Question

Calculate the percent yield for the bromination you performed. You must use significant figures correctly. You must show all work. You must use masses in the calculation, not moles.

Reaction was the bromination of stilbenes masses: trans-stilbene: .102g / pyridinium tribromide: .200g / acetic acid:1.867 / flask and mixture: 8.599g / / mass of product: .120g

Answer 1

The reaction scheme is shown below (the scheme is taken from the internet).

Molar mass of trans-stilbene, C₁₄H₁₂ = (14*12.01 + 12*1.008) g/mol = 180.236 g/mol.

It is given that trans-stilbene is the limiting reactant.
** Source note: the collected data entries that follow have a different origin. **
PR #7363, opened 2026-03-29
feat: allow user to specify cookiefile for yt-dlp

space192:

Mealie yt-dlp integration currently doesn't allow the user to specify the cookiefile to use to browse the web, leading to rate limits or errors on websites (instagram for example).

The goal of this PR is to add that option by specifying the path to the cookiefile in the env of the docker container

## Testing

Tested that the feature did not create any issue when not provided, due to the default value set to None, also tested when specifying a file to be used by yt_dlp

## AI / LLM Assistance

No use


lehtomar:
I'm hitting this error as well. Hope this work could be merged

michael-genson (approved):
Thank you for this! I fixed the merge conflicts and tweaked the docs.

The yield of the product, meso stilbene dibromide is decided by the amount of the limiting reactant taken.

Mass of trans-stilbene taken = 0.102 g.

Mole(s) of trans-stilbene taken = (0.102 g)/(180.236 g/mol) = 5.65925*10^-4 mole.

As per the stoichiometric equation,

1 mole trans-stilbene = 1 mole meso-stilbene dibromide.

Mole(s) of meso-stilbene dibromide formed = mole(s) of trans-stilbene taken = 5.65925*10^-4 mole.

Molar mass of meso-stilbene dibromide, C₁₄H₁₂Br₂ = (14*12.01 + 12*1.008 + 2*79.904) g/mol = 340.044 g/mol.

Theoretical yield of meso-stilbene dibromide = (moles of meso-stilbene dibromide)*(molar mass of meso-stilbene dibromide) = (5.65925*10^-4 mole)*(340.044 g/mol) = 0.1914 g (ans)

Percent yield = (0.120 g)/(0.1914 g)*100 = 62.6959% ≈ 62.696% (ans).